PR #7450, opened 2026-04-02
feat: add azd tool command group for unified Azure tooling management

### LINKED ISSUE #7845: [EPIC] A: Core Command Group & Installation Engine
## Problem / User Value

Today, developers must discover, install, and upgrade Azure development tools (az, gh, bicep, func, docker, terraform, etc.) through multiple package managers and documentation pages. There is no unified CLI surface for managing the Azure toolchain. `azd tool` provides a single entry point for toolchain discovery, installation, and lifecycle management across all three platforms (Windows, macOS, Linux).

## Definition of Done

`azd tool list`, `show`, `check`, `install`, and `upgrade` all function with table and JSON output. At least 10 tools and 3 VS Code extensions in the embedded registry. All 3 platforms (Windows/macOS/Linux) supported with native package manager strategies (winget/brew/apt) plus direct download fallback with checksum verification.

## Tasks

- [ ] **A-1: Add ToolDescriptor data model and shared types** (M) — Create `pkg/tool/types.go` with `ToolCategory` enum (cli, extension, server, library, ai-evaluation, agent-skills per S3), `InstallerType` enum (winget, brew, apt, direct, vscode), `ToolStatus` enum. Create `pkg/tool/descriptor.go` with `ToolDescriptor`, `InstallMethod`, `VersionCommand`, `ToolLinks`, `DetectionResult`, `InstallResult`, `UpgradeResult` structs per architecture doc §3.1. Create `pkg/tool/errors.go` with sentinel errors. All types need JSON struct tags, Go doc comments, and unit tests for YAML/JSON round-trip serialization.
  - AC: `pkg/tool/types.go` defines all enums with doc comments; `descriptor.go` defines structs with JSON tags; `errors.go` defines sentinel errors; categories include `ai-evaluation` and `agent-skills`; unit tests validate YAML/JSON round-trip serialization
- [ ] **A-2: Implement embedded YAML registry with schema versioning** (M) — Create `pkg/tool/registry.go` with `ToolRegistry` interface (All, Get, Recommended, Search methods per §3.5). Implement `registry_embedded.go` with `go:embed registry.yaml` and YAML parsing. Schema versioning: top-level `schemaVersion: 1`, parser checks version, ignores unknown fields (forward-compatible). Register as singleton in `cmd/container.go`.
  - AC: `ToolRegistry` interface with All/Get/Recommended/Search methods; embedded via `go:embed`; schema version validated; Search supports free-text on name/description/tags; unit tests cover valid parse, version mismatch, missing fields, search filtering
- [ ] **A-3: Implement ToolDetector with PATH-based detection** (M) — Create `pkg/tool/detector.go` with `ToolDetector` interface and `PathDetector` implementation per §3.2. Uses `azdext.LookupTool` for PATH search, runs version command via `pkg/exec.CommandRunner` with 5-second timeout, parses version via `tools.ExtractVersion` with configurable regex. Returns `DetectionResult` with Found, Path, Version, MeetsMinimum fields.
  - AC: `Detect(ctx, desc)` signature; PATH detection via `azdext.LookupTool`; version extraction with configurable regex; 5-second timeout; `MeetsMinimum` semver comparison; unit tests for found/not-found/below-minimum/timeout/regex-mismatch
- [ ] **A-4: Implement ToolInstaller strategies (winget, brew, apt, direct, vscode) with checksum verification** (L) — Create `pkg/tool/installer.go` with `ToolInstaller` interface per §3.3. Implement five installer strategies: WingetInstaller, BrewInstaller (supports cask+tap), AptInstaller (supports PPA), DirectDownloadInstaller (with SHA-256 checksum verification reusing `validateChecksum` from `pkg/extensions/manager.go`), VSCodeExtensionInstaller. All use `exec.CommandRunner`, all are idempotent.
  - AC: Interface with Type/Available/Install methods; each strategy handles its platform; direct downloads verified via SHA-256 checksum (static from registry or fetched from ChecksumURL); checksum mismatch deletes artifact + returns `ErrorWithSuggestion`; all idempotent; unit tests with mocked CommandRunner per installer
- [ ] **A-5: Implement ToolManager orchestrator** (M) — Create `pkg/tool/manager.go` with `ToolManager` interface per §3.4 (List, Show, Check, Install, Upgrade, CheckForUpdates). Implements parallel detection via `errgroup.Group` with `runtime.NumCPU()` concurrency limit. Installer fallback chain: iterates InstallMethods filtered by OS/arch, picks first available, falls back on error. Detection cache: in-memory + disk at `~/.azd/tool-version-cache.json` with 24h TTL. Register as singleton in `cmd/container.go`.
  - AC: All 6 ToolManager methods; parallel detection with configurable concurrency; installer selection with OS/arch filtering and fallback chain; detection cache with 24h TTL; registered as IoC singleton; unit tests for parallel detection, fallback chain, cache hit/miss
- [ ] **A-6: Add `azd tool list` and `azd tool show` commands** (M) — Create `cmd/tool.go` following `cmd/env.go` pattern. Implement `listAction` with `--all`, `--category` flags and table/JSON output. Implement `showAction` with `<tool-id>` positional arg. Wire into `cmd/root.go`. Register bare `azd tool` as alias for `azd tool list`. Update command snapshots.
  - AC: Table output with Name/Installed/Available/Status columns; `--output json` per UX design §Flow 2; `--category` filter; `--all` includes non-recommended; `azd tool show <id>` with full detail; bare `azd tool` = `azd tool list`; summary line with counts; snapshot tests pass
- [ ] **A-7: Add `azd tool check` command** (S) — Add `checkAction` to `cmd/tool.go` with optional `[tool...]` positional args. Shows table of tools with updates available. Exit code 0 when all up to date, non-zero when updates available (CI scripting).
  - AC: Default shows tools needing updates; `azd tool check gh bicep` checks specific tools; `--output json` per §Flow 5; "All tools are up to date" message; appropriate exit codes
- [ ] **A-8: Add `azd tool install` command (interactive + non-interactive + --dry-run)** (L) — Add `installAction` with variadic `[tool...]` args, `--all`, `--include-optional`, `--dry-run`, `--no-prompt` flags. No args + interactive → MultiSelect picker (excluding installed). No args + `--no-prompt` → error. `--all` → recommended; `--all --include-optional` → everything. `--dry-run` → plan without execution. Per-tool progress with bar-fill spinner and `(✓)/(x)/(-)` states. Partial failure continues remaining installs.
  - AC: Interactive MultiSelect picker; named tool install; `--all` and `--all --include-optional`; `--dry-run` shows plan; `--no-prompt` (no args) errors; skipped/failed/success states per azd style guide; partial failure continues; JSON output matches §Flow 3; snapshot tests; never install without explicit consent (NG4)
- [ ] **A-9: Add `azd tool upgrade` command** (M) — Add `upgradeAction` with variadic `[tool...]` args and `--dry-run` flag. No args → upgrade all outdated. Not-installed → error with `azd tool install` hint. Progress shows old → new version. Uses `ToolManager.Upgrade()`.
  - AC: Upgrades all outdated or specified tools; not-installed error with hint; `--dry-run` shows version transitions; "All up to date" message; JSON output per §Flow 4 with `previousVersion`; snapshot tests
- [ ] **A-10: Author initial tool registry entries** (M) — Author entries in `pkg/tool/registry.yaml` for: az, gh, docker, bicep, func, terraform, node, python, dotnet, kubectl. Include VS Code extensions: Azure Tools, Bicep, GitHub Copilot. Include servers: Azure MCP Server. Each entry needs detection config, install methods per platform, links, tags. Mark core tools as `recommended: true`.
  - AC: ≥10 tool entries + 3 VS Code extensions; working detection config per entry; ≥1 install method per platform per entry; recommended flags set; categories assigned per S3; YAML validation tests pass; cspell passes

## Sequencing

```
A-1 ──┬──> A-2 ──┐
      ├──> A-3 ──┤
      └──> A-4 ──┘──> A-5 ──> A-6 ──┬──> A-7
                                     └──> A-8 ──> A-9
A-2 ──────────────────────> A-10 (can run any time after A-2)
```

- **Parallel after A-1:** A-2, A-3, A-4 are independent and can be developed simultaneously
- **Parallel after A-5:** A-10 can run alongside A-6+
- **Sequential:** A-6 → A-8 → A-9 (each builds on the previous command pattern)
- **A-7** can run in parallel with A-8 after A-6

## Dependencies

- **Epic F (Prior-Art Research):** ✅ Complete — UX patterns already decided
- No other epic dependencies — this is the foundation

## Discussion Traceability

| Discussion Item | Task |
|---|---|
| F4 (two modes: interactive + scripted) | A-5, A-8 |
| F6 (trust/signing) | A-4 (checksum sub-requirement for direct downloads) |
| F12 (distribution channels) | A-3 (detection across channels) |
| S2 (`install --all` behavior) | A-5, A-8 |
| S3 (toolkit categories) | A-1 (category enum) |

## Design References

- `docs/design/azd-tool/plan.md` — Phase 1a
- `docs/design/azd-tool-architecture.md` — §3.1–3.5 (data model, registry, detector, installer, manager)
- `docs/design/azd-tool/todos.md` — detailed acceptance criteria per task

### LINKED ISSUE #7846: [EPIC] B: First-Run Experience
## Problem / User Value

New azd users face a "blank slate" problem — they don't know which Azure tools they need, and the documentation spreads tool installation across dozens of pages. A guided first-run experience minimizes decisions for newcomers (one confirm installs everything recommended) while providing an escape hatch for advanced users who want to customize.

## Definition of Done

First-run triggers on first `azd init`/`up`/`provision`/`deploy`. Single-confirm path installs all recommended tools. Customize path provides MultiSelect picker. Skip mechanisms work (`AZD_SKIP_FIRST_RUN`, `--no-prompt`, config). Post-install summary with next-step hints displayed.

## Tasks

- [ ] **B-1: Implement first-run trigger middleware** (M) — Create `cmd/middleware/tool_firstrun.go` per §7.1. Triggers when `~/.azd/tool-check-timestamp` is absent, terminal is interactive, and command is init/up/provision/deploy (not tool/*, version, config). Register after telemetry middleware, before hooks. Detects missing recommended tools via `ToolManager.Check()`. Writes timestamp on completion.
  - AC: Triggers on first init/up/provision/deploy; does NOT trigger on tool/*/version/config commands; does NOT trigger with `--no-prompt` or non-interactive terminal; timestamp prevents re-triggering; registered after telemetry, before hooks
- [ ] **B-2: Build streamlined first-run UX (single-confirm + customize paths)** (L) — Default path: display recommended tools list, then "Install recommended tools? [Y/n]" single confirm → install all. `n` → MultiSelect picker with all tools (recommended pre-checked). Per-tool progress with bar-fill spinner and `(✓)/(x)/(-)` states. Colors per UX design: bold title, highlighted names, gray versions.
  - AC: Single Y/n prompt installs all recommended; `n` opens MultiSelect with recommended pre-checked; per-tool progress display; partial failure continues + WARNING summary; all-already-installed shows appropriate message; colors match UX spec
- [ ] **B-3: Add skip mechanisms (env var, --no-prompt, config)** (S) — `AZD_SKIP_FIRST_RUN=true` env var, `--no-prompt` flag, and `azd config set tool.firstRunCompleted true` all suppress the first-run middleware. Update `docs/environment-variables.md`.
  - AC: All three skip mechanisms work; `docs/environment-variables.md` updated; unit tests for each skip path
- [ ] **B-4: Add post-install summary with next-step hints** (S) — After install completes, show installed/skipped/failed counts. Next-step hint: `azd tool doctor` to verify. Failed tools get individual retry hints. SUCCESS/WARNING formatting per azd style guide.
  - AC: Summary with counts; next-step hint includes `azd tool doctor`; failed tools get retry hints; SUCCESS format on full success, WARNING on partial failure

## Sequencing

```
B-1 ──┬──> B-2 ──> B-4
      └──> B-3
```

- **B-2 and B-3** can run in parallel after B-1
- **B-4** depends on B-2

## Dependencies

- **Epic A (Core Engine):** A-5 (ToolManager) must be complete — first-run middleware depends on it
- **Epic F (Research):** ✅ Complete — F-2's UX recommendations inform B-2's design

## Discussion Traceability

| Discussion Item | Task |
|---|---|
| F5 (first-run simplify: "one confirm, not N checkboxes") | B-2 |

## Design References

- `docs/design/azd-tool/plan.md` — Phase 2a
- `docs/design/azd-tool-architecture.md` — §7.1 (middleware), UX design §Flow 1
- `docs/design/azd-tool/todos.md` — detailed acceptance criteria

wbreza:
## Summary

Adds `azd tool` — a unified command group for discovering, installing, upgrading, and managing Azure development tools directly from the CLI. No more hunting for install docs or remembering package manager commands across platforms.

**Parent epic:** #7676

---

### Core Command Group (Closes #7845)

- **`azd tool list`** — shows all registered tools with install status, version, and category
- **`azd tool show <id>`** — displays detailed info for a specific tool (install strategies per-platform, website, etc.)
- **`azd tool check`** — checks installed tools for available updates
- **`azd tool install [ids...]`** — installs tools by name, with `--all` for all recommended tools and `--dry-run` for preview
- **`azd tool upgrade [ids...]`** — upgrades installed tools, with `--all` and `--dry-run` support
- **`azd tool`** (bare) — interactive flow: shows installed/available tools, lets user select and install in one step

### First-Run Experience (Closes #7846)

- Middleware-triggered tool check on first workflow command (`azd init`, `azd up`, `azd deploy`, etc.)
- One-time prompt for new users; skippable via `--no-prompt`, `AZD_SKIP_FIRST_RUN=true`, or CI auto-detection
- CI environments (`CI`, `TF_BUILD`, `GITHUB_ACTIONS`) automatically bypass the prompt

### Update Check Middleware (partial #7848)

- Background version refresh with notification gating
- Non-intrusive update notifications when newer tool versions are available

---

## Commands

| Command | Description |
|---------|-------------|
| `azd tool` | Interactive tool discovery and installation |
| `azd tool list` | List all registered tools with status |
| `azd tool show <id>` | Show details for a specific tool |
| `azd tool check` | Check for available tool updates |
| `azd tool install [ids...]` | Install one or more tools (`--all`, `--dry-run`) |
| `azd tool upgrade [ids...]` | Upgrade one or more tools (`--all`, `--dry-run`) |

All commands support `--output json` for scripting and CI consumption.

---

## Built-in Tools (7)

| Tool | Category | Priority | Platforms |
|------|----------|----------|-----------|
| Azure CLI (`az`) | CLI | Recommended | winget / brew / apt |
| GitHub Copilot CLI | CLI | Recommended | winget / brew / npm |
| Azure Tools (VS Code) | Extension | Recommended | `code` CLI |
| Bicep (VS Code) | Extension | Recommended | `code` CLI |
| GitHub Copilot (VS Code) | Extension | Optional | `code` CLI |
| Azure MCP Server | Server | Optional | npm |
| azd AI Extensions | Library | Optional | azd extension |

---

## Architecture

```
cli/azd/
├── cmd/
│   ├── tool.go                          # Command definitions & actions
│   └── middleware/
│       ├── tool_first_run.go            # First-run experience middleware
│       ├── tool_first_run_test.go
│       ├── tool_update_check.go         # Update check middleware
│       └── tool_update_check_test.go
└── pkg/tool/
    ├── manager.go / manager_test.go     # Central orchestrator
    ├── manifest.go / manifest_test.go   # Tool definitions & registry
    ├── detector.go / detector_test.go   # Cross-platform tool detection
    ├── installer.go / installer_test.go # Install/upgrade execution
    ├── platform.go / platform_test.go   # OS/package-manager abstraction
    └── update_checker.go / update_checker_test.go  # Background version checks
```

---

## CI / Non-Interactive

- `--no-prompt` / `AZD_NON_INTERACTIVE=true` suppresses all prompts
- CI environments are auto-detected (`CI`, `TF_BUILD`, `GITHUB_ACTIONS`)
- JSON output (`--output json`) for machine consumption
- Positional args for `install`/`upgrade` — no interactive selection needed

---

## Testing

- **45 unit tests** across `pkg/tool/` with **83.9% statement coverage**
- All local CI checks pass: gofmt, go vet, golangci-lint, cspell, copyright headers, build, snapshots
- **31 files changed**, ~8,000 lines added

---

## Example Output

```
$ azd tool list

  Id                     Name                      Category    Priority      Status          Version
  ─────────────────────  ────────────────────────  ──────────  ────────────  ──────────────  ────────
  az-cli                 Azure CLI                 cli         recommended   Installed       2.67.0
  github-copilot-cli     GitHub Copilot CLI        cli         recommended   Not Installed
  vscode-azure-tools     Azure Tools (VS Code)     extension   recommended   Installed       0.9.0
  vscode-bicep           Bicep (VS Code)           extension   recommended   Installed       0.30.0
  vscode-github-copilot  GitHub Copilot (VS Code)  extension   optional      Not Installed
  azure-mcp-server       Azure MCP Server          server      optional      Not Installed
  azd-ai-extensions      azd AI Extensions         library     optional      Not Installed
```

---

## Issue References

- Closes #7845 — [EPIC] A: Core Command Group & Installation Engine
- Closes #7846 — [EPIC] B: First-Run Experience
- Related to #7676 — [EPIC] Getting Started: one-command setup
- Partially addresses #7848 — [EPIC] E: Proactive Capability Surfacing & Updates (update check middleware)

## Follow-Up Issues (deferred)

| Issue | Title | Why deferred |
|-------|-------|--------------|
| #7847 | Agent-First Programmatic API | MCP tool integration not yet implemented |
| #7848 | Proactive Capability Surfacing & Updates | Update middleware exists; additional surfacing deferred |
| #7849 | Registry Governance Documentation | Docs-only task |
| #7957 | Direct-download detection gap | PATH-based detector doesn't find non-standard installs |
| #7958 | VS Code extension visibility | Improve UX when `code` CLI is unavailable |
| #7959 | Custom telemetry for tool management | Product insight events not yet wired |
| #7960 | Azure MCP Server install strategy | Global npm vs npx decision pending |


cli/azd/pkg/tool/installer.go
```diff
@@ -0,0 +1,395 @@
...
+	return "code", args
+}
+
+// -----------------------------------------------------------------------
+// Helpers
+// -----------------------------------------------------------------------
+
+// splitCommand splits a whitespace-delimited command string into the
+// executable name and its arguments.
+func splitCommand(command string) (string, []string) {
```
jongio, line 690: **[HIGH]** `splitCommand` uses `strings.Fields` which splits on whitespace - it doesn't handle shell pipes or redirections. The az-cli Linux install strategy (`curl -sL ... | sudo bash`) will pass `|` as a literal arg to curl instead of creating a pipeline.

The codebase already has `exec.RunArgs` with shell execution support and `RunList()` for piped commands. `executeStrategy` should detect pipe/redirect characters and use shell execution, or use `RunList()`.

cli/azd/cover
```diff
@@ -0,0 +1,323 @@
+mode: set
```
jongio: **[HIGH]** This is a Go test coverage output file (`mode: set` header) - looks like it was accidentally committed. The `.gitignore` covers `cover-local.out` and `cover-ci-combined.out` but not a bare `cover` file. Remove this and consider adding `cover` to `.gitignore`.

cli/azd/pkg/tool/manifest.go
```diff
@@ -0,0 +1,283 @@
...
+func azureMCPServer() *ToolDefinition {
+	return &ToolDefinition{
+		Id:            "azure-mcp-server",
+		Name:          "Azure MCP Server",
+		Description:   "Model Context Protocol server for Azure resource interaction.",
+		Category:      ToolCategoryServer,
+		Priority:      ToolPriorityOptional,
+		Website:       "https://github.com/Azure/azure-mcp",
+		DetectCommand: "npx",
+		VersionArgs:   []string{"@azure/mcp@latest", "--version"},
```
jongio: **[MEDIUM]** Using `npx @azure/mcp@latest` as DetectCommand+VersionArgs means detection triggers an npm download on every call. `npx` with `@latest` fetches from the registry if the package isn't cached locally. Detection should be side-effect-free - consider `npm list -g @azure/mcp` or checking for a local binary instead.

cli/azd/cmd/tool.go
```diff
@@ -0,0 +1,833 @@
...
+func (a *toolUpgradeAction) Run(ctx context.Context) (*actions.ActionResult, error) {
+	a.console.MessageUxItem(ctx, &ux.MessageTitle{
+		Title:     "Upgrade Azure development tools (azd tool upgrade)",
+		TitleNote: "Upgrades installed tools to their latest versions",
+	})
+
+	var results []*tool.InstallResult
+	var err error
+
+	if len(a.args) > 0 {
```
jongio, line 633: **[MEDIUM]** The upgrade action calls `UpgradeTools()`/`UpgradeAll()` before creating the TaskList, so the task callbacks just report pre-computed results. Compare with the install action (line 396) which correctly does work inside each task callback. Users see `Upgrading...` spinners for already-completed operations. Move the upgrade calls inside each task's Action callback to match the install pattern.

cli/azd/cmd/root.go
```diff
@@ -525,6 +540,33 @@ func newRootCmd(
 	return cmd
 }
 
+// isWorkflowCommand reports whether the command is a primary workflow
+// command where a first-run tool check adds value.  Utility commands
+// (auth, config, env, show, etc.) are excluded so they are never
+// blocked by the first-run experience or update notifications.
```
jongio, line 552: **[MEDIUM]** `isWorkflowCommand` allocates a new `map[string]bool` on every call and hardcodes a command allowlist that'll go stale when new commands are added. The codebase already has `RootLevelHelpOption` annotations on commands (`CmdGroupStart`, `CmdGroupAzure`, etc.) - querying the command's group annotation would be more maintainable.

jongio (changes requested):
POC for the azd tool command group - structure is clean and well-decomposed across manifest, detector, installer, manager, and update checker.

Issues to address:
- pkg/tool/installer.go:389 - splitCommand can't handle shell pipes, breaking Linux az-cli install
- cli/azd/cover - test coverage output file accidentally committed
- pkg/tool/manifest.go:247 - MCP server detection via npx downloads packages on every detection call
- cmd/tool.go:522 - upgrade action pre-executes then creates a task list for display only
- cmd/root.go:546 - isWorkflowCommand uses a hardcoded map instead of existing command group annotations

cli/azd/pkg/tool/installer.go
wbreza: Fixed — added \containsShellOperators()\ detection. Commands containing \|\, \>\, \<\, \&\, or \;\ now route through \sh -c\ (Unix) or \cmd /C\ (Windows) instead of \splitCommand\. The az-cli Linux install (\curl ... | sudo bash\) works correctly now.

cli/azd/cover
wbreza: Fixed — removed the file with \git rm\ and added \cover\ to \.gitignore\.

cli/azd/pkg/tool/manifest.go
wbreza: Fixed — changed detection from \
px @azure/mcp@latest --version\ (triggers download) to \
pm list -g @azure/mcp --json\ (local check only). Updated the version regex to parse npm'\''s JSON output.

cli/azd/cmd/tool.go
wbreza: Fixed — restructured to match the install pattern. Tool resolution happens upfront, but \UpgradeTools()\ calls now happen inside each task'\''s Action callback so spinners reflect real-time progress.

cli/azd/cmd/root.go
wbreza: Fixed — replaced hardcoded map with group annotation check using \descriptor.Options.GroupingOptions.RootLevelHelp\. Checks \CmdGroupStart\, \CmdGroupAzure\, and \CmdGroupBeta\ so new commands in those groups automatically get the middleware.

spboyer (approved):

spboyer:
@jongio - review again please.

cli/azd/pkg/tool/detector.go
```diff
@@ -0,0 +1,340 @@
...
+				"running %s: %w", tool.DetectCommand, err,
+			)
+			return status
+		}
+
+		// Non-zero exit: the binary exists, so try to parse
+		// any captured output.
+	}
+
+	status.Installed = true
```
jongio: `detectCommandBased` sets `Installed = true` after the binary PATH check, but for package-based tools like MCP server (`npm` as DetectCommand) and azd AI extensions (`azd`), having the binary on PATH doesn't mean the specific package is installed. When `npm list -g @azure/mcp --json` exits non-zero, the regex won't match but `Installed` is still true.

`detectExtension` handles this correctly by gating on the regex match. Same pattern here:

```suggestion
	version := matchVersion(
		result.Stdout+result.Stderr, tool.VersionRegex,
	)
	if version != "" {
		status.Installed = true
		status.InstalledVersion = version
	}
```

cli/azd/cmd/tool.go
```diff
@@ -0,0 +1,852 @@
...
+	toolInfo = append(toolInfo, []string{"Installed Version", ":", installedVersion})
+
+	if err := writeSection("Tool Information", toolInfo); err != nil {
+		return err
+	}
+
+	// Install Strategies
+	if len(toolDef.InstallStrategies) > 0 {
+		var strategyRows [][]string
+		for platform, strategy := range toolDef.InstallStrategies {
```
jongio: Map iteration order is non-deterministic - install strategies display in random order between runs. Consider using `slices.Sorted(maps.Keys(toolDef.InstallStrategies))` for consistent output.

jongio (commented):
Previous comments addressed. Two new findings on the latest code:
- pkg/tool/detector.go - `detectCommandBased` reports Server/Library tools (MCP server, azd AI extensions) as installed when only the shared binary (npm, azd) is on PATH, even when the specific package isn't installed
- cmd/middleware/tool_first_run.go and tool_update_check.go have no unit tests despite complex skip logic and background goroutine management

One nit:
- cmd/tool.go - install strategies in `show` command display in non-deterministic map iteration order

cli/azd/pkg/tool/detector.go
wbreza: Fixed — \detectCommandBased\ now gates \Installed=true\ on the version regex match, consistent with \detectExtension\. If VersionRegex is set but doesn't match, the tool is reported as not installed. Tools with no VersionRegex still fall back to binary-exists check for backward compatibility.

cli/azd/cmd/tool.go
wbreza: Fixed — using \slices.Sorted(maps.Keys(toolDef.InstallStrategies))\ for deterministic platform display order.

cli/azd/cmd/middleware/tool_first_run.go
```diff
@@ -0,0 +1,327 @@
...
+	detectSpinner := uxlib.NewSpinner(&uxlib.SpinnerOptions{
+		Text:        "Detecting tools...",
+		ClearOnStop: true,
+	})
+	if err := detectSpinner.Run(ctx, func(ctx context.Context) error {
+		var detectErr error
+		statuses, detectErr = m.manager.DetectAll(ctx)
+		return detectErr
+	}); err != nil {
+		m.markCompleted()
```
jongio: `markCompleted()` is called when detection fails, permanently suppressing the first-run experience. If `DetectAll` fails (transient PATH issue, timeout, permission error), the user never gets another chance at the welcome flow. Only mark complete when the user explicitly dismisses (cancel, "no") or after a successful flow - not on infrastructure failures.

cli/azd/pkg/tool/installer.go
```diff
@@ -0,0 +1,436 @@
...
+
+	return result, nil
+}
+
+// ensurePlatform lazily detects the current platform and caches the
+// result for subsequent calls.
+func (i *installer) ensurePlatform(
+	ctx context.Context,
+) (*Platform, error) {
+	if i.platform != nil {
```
****************
### EXERCISE AIM
In the entries above, find the line holding "installed tools, with" and the line holding "### Update Check Middleware (partial #7848)", then retype exactly those two lines and every line between them, and nothing else.

### ANSWER SPACE
- **`azd tool upgrade [ids...]`** — upgrades installed tools, with `--all` and `--dry-run` support
- **`azd tool`** (bare) — interactive flow: shows installed/available tools, lets user select and install in one step

### First-Run Experience (Closes #7846)

- Middleware-triggered tool check on first workflow command (`azd init`, `azd up`, `azd deploy`, etc.)
- One-time prompt for new users; skippable via `--no-prompt`, `AZD_SKIP_FIRST_RUN=true`, or CI auto-detection
- CI environments (`CI`, `TF_BUILD`, `GITHUB_ACTIONS`) automatically bypass the prompt

### Update Check Middleware (partial #7848)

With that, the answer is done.